Antwort auf den Kommentar 1

Lieber Herr Chufu,
neben der eigentlichen Arbeitsleistung entstehen selbstverständlich noch weitere Rechte und Pflichten aus einem Arbeitsvertrag. Auch wenn in einem Arbeitsvertrag nichts weiteres geregelt ist, gilt nach ArbZG die Mindestruhezeit von 11 Stunden pro 24-Stundenzeitraum. Zwar kann der AN tun und lassen, was er will, jedoch darf es die eigtl. Arbeit nicht beeinträchtigen.

Der Begriff "Versklavung" ist hier von Ihnen völlig unangemessen gewählt.

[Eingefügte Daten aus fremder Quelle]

PR #3995, opened 2024-06-17
Remove `data_distro`

tadhg-ohiggins:
Some experiments  
Lead to other approaches  
And are then cut down.  

-----

Remove `data_distro` directory, and references to it in the documentation. This isn’t being used anywhere, so shouldn’t break anything. However, @jadudm  , you may want to look at the changes to `development.md` to see if there’s now a different way to load data or if we should actually keep some of the `data_distro` code for that purpose.


backend/config/settings.py
```diff
@@ -126,7 +126,6 @@
     "api",
     "users",
     "report_submission",
-    # "data_distro",
```
timoballard, line 129: that this was already commented out makes me feel even less concerned

jadudm:
No data is loaded via `distro`. It happens via a completely different mechanism at deploy time. This should be fine.

timoballard (approved):

asteel-gsa:
This branch will need to be sync'd with main to ensure it has the latest terraform changes

phildominguez-gsa (approved):

PR #4051, opened 2024-07-02
Terraform provider update

asteel-gsa:
- Adds `delete_recursive_allowed = false` to to ensure the default `true` value does not get applied
```terraform
resource "cloudfoundry_space" "space" {
  name                     = var.name
  org                      = data.cloudfoundry_org.org.id
  allow_ssh                = var.allow_ssh
  delete_recursive_allowed = false
}
```
- Brings all module versions to `v1.0.0`, bringing us up to date with https://github.com/GSA-TTS/terraform-cloudgov
- Brings terraform provider to `~>0.53.1` [for compatability with `v1.0.0` above](https://github.com/GSA-TTS/terraform-cloudgov/blob/main/cg_space/providers.tf)
```terraform
  required_providers {
    cloudfoundry = {
      source  = "cloudfoundry-community/cloudfoundry"
      version = "~>0.53.1"
    }
  }
```
- removes `recursive_delete = true` from modules as it has been depreciated


asteel-gsa:
So... basically what is being done here, and im not entirely sure this is the _correct_ way of doing this, but due to me being unable to bootstrap things locally, I had to rely on grabbing specific things from cgov..

- created a space deployer account
- grabbed the production s3 state credentials
- forced the version upgrade to `~>0.53.1` in `providers-managed.tf` files
- ran `terraform init -upgrade` in `preview, staging, production, dev, meta`
- forced the lock files to be upgraded
- version bumped all modules we import from https://github.com/GSA-TTS/terraform-cloudgov to `v1.0.0` from `v0.9.1`
- removed `recursive_delete` as its no longer used in the modules
- applied to preview -> _no configuration changes found_
- created pr
- dev plan -> _no configuration changes found_
- meta plan -> _recognized the new template version of `~>0.53.1` and is attempting to overwrite the resources with it, which is okay, because they are checked in the same version for the providers. 

I am a little hesistant on this and would like to get mogul's opinion on how we should do this, if there is a better way. We are unable to upgrade from `v0.9.1` to `v.1.0.0` otherwise, due to our locks being `~>0.51.3`, where this was accessible in `v0.9.1` release, however, no longer available in `v1.0.0` release.

asteel-gsa:
This appears to be operational, however, we should proceed with caution and discuss if we want to fully update everything at some point

asteel-gsa:
@mogul if you by chance have a moment, I would greatly appreciate your 👀 on this, as I would like to ensure the terraform upgrade was done in a safe and secure way, to avoid any possible system breakage.

asteel-gsa:
OBE

PR #4052, opened 2024-07-02
Add option to only detected changed files

asteel-gsa:
Dan and I agree, the coverage report is good, but its bloated, hard to read, and often ignored.

Now the only coverage added to the PR is if the code is changed/added, and used with Django/Coverage. Should make things a lot easier to read.


jadudm (approved):
LGTM. Trims down the coverage report.

PR #4061, opened 2024-07-08
Change Coverage Reporting Tool

asteel-gsa:
The other major coverage tools output too much to the PR, and make it difficult to use for Review.
[cobertura-report](https://github.com/marketplace/actions/cobertura-report) has an outstanding issue with displaying modified files, as well as broke when the merge occurs due to this. It did not break when it output the entire coverage report to the PR
[code-coverage-report-action](https://github.com/marketplace/actions/code-coverage-report-action) while nice to have a diff on old coverage reports, outputs everything as if it were on the docker container and has no ability to hide 100% items.

The new action, while it doesnt display line numbers, gives the reviewer easy access to bring the testing up to 90% threshold, while keeping the pr clean.

### DIFF
--- a/.github/workflows/testing-from-build.yml
+++ b/.github/workflows/testing-from-build.yml
@@ -52,13 +52,13 @@ jobs:
         with:
           filename: ./coverage.xml
           badge: true
-          fail_below_min: false
+          fail_below_min: true
           format: markdown
           hide_branch_rate: false
           hide_complexity: true
           indicators: true
           output: both
-          thresholds: '85'
+          thresholds: '85 90'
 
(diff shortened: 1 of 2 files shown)


asteel-gsa:
@danswick What do you think of these thresholds for the new coverage report?

asteel-gsa:
Still unsure if the team is feeling the coverage necessity at this time. Thread on options [here](https://gsa-tts.slack.com/archives/C03QCP4FSN8/p1721403664051459)

jadudm (approved):
LGTM. And, if we want to change it/go back, we can.

Issue #3869, opened 2024-05-21
Add cross-validation for `total_amount_expended` < limit


tadhg-ohiggins:
Following from #3769, we may also need to catch the case where `total_award_expended` is some invalid amount.

We've primarily seen this in cases where there were no federal awards and `total_award_expended` is zero, but should we just reject if the total is below some limit, and should that limit be the same as the limit we ask submitters about in the initial steps? (Currently this is $750,000.)

jadudm:
I believe this is safe.

There is ambiguous policy floating around the world that suggests that, for some entities, they can/must submit at a lower threshold. This has never been resolved. Therefore, we will disregard it as an "unknown/unknown."

I think it is safe to set this to the threshold. If someone thinks they *should* be able to submit with a spend below the SA threshold, and we prevent them... they will reach out to us.

jperson1:
Moving this to "Blocked" for now. See the relevant Slack thread for why, but TL;DR:

Expenditures and reimbursements count against each other. If that brings the record below the threshold, we don't want to block it. How can we detect that, and is it our place to block a submission when the user has attested early in the process that they are above the threshold?

PR #4128, opened 2024-07-29
Add Cross Validation for total_amount_expended < DOLLAR_THRESHOLD

jperson1:
# Add Cross Validation for total_amount_expended < DOLLAR_THRESHOLD

Issue: closes https://github.com/GSA-TTS/FAC/issues/3869

## Changes:

Add `check_total_amount_expended` to the cross validation functions.

1. The actual function is in its own file
2. The error message references the UG and is included in `errors.py`
3. It is included in __init__ to ensure it runs with the rest
4. A test file covers a few cases for `total_amount_expended` - at, above, or below the threshold

## How to test:

1. Switch to this branch and run normally
2. Go through the submission process with a federal awards workbook with a too-low `total_amount_expended`
    * I edited the test workbook that Cypress uses to have $200 of awards total. That way the other workbooks are still usable.
3. Walk it through to cross validation
4. Ensure that the correct error message displays at the time of cross validation

## Screenshots:

The error message:
image

## PR checklist: submitters

## PR checklist: reviewers

### DIFF
--- a/backend/audit/cross_validation/__init__.py
+++ b/backend/audit/cross_validation/__init__.py
@@ -68,6 +68,7 @@ from .check_findings_count_consistency import check_findings_count_consistency
 from .check_has_federal_awards import check_has_federal_awards
 from .check_ref_number_in_cap import check_ref_number_in_cap
 from .check_ref_number_in_findings_text import check_ref_number_in_findings_text
+from .check_total_amount_expended import check_total_amount_expended
 from .sac_validation_shape import sac_validation_shape  # noqa: F401
 from .submission_progress_check import submission_progress_check
 from .tribal_data_sharing_consent import tribal_data_sharing_consent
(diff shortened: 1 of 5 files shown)


phildominguez-gsa (approved):

sambodeme (commented):
I suggest moving this to `intakelib/checks` instead. The reasoning behind cross-validation is that these validations perform checks involving more than a single section. In this case, all the information needed to perform the validation is available at intake time and only requires the federal award workbook, so it is more appropriate to perform the validation right when the workbook is being submitted. We also have a few checks in cross-validation, including `check_award_ref_existence`, `check_award_reference_uniqueness`, and `check_finding_reference_uniqueness`, that we will want to move into `intakelib/checks` due to the nature of their checks, but that is beyond the scope of this PR.

jperson1:
Closing this as superseded by 4198. The code can/will remain for reference, but it makes more sense to implement this when we have multiple thresholds to validate for.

Setzen Sie sich mit der Bedeutung dieses Begriffs auseinander. Eine Freistellung mit Lohn-/ Gehaltsfortzahlung hat m.M. nach nichts mit Versklavung zu tun.

Der Begriff "Dienstvertrag" stammt aus dem bürgerlichen Recht und wird in §611 BGB geregelt. Dabei schuldet der Arbeitnehmer lediglich den Arbeitsdienst, ohne, dass ein gewisser Erfolg eintreten muss. Im Unterschied dazu ist beim Werkvertrag (das Komplement; § 631 BGB) auch ein Erfolg geschuldet. Lesen sie vorher nach!

Also bitte sachlich bleiben und nicht hysterisch werden.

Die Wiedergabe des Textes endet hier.